[[ EXERCISE INPUTS open ]]
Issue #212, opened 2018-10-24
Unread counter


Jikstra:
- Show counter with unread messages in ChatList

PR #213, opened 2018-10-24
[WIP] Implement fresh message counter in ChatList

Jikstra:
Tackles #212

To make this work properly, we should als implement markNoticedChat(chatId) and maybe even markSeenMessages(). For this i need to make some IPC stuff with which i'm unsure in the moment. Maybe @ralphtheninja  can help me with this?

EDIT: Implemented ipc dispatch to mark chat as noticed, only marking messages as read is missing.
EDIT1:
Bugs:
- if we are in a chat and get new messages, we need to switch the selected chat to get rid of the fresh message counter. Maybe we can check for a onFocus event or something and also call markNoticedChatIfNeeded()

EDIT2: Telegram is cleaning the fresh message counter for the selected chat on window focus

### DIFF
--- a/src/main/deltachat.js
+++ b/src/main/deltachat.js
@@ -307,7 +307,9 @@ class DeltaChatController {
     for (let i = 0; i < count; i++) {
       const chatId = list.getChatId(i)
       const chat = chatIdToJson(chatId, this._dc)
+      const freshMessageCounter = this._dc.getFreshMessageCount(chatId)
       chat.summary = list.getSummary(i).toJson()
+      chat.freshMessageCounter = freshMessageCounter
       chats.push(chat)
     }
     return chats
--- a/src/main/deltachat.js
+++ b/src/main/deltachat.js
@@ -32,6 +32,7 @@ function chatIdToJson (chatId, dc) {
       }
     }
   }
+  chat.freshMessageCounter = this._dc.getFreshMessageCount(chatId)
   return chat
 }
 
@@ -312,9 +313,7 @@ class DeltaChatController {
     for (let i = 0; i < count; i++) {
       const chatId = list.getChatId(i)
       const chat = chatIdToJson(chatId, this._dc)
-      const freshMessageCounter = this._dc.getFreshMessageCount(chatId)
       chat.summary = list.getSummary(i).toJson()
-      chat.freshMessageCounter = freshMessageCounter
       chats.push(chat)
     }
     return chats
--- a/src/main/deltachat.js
[[ EXERCISE INPUTS closed ]]
[[ EXERCISE INPUTS open ]]
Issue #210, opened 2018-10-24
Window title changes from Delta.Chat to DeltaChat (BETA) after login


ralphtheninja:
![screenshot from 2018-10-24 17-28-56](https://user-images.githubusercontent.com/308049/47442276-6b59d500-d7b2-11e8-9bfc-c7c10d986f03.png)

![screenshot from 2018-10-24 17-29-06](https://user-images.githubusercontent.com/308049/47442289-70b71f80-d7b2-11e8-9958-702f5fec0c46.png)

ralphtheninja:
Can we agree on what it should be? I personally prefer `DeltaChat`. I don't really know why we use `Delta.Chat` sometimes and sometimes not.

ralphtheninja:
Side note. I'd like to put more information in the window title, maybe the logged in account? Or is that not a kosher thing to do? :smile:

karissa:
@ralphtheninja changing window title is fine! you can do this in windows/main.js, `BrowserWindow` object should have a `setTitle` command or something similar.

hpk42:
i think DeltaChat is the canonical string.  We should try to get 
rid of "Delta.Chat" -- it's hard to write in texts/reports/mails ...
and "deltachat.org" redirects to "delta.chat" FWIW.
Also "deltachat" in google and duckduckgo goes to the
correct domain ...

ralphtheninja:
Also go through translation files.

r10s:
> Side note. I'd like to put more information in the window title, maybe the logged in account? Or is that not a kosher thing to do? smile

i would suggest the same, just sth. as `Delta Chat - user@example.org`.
[[ EXERCISE INPUTS closed ]]
Look back at the entries above and repeat, unchanged, every line from the line holding "to do? smile" through the line holding "i would suggest".

> _PROBLEM SOLUTION_
> Side note. I'd like to put more information in the window title, maybe the logged in account? Or is that not a kosher thing to do? smile

i would suggest the same, just sth. as `Delta Chat - user@example.org`.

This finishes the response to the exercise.